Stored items
● ● ● ●

PR #5324, opened 2022-05-26
Ajbt200128/5222 ruby normalize extra parameters parenthesis

### LINKED ISSUE #5222: Ruby: normalize extra parameters parenthesis
**Describe the bug**
In Ruby, given the semgrep pattern `method("...")`, semgrep will match `method("foo")` but not the equivalent `method ("foo")`

You could extend the rule to account for that specific case, but I think semgrep should normalize the code to not consider redundant characters. The pattern `method("...")` should match `method "..."`, `method("...")`, `method ("...")`, `method (("..."))`, `method(("..."))`, ... as they are all equivalent method calls with a single string argument.

**To Reproduce**

https://semgrep.dev/s/x9Oy

```
rules:
- id: ruby-method-call
  pattern: method("...")
  languages: [ruby]
  severity: WARNING
```

Test cases:
```
# ruleid: ruby-method-call
method("adsf") # pass

# ruleid: ruby-method-call
method "adsf" # pass

# ruleid: ruby-method-call
method ("adsf") # fail

# ruleid: ruby-method-call
method (("adsf")) # fail

# ruleid: ruby-method-call
method(("adsf")) # fail
```

**Expected behavior**
All test cases pass

**Screenshots**

**Environment**

**Use case**
- Prevent false negatives. Semgrep should be able to find the targeted code even if the code is formatted poorly.

ajbt200128:
When parsing ruby arguments, we don't take into account the fact that `method(1)` is equivalent to `method((1))` when matching, i.e. even though you can surround an argument w/ a bunch of parentheses and semantically it is the same, we don't recognize that when actually parsing the ruby tree sitter syntax tree, or when matching in general for any language that this is possible. To fix this, I modified `ruby_to_generic.ml` to make sure this is caught, and 

Also, added parentheses equivalence (see changelog and 0a17b0a4fa0cf46829a6baf6021c525d5863519f) 

PR checklist:

- [X] Changelog is up-to-date


semgrep-core/src/parsing/pfff/ruby_to_generic.ml
```diff
@@ -177,6 +177,11 @@ and argument arg : G.argument =
   | Arg (Binop (Atom (_tk, AtomSimple id), (Op_ASSOC, _v2), v3)) ->
       let e3 = expr v3 in
       G.ArgKwd (id, e3)
+  (* Ruby allows surrounding single arguments with useless parenthesis *)
+  (* Ex: method(1,2,3) is equivalent to method((1),(2),(3))*)
+  | Arg (S (Block (l, [ S (Block (l2, [ e ], r2)) ], r))) ->
```
mmcqd, line 182: You've only handled the case with 1 or 2 extra sets of parentheses. What if there were more? You'll need to deal with this recursively

mmcqd (changes requested):
So `ParenExpr` is a bit tricky... It's used in a very limited fashion right now, and the potential issue with it is that, even though you can consider `ParenExpr e` to be equal to `e` for the purposes of semgrep matching,  you have to do this manually when pattern matching on expression in *ocaml*. So now `match e with Foo -> ....` has to be `match e with Foo | ParenExpr Foo -> ...`. But, you don't seem to have broken any test cases, so perhaps it's fine. The alternative would be to just drop the extra tokens all together, and turn `Arg (Block e)` into `Arg e`, but this messes up ranges/autofix... Maybe we could do some weird token merging business... cc @aryx for more thoughts.

mmcqd:
Would be good to have a more descriptive PR description (what was the bug, how did you fix it, in high level terms), and to include a line like "Closes #5222", so the issue gets automatically closed when this is merged.

semgrep-core/src/parsing/pfff/ruby_to_generic.ml
ajbt200128: Meant to do that but it totally slipped my mind, will update this

CHANGELOG.md
```diff
@@ -7,6 +7,14 @@ This project adheres to [Semantic Versioning](http://semver.org/spec/v2.0.0.html
 ### Added
 
 - Sarif output format now includes `fixes` section
+- Patterns will now match against code with extra parentheses. See Ruby patterns change
+  below for an example
+
+### Changed
+
+- Ruby patterns will now match arguments with extra parentheses around arguments, or with a space
```
emjin, line 15: Nit: I think it would be more useful to give the example of `method("...")` matching `method ("...")`. I imagine I would see this and think "Why would I ever write `method(("foo"))`?"

ajbt200128:
> So `ParenExpr` is a bit tricky... It's used in a very limited fashion right now, and the potential issue with it is that, even though you can consider `ParenExpr e` to be equal to `e` for the purposes of semgrep matching, you have to do this manually when pattern matching on expression in _ocaml_. So now `match e with Foo -> ....` has to be `match e with Foo | ParenExpr Foo -> ...`. But, you don't seem to have broken any test cases, so perhaps it's fine. The alternative would be to just drop the extra tokens all together, and turn `Arg (Block e)` into `Arg e`, but this messes up ranges/autofix

Yea I also had the same conclusion re: dropping the tokens, it didn't seem like that was a worthwhile tradeoff for this fix. I'm not sure I understand what you mean regarding manual matching in OCaml. The way I understand it is since this is only modifying the match expression function, it shouldn't modify pattern matching anywhere else, since all we're doing is shedding a `ParenExpr`. I'm not disagreeing, I just don't think I understand OCaml/the codebase enough to get what you're saying, and would appreciate some more explanation :)

mmcqd:
There's two places it would matter. Consider this ocaml code that matches on an expression
```
match e with
  | L _ -> a
  | N _ -> b
  | _ -> c
```
It matches on either a literal or a name, and in every other case does something else. If `ParenExpr e` is the same as `e`, then this code is now wrong, because `ParenExpr (L ...)` should go to the first case, but instead it goes to the third. The other case would be anytime we're matching deeper than one layer of constructors. (Omitting tokens/record stuff so it's easier to read)
```
match e with
  | Call (_,[ Arg (L _) ]) -> a
  ....
```
Even if we recursively handle the `ParenExpr` case in this match expression, `Call (_, [ Arg (ParenExpr (L _)) ])` isn't going to go to the first case, even though we'd want it to.

Like I said, nothing is broken by this PR, so this may not really be a big deal. It's just something @aryx and I discussed a couple weeks ago.

semgrep-core/src/matching/Generic_vs_generic.ml
```diff
@@ -730,6 +730,11 @@ and m_expr a b =
    *)
   | G.Ellipsis _a1, _ -> return ()
   | G.DeepEllipsis (_, a1, _), _b -> m_expr_deep a1 b
+  (* equivalence: extra parentheses equivalence!
+   * must be before literal match below, to allow extra paren in the pattern to still match code without parens
```
emjin, line 734: I'm confused about this comment: aren't you allowing `e` to match `(e)` (aka pattern matches _code_ with extra parens)?

semgrep-core/src/parsing/pfff/ruby_to_generic.ml
```diff
@@ -177,6 +177,11 @@ and argument arg : G.argument =
   | Arg (Binop (Atom (_tk, AtomSimple id), (Op_ASSOC, _v2), v3)) ->
       let e3 = expr v3 in
       G.ArgKwd (id, e3)
+  (* Ruby allows surrounding single arguments with useless parenthesis *)
```
emjin, line 180: I did a little investigating, and it's more complicated than this. In Ruby you can omit parentheses in a function call, so that `f(x)` and `f x` are equivalent. The problem now is that when someone writes `f (x)`, they want whitespace to be irrelevant: they mean `f(x)`. But if `f x` = `f(x)`, then `f (x) = f((x))`, and `f((x)) != f(x)`. This is because `f(x if false) != f((x if false))` (see https://stackoverflow.com/questions/17036166/why-do-i-need-extra-parentheses-for-conditional-modifier for why). So whitespace is _not_ irrelevant; `f (x) != f(x)`

I'm not entirely sure what I think is the right solution here tbh; I _think_ using `ParenExpr` (to preserve parentheses for autofix) is still best, but it is a little weird since by the time this gets to Semgrep we don't care if it's `f x`, `f(x)`, or `f((x))`. Another option is to specifically change tree-sitter-ruby to parse `f (x)` as equivalent to `f(x)` (I don't _think_ there are any cases of valid code where that would matter). I don't prefer it mostly because I'm not comfortable enough with Ruby to say whether there would be unintended effects.

emjin: At the very least, the requested changes is to explain all this in the comment :D

emjin (changes requested):

emjin:
I really should have looked into this issue more before giving it to you; I'm now unsure if we should fix this at all.

emjin:
Ok, updated recommendation: we should try to check how Ruby parses `f (x)` vs `f(x)`. If Ruby considers these equivalent, then we should update the tree-sitter parser accordingly.

ajbt200128:
@mmcqd we came to the conclusion that there's too much nuance to this issue, and there's no clear solution, I'll write up what we discovered and close the issue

● ● ● ●

--- TASK DIRECTIONS ---
Scan the records above and report every line with the string "though".

--- EXERCISE RESPONSE ---
When parsing ruby arguments, we don't take into account the fact that `method(1)` is equivalent to `method((1))` when matching, i.e. even though you can surround an argument w/ a bunch of parentheses and semantically it is the same, we don't recognize that when actually parsing the ruby tree sitter syntax tree, or when matching in general for any language that this is possible. To fix this, I modified `ruby_to_generic.ml` to make sure this is caught, and 
So `ParenExpr` is a bit tricky... It's used in a very limited fashion right now, and the potential issue with it is that, even though you can consider `ParenExpr e` to be equal to `e` for the purposes of semgrep matching,  you have to do this manually when pattern matching on expression in *ocaml*. So now `match e with Foo -> ....` has to be `match e with Foo | ParenExpr Foo -> ...`. But, you don't seem to have broken any test cases, so perhaps it's fine. The alternative would be to just drop the extra tokens all together, and turn `Arg (Block e)` into `Arg e`, but this messes up ranges/autofix... Maybe we could do some weird token merging business... cc @aryx for more thoughts.
> So `ParenExpr` is a bit tricky... It's used in a very limited fashion right now, and the potential issue with it is that, even though you can consider `ParenExpr e` to be equal to `e` for the purposes of semgrep matching, you have to do this manually when pattern matching on expression in _ocaml_. So now `match e with Foo -> ....` has to be `match e with Foo | ParenExpr Foo -> ...`. But, you don't seem to have broken any test cases, so perhaps it's fine. The alternative would be to just drop the extra tokens all together, and turn `Arg (Block e)` into `Arg e`, but this messes up ranges/autofix
Even if we recursively handle the `ParenExpr` case in this match expression, `Call (_, [ Arg (ParenExpr (L _)) ])` isn't going to go to the first case, even though we'd want it to.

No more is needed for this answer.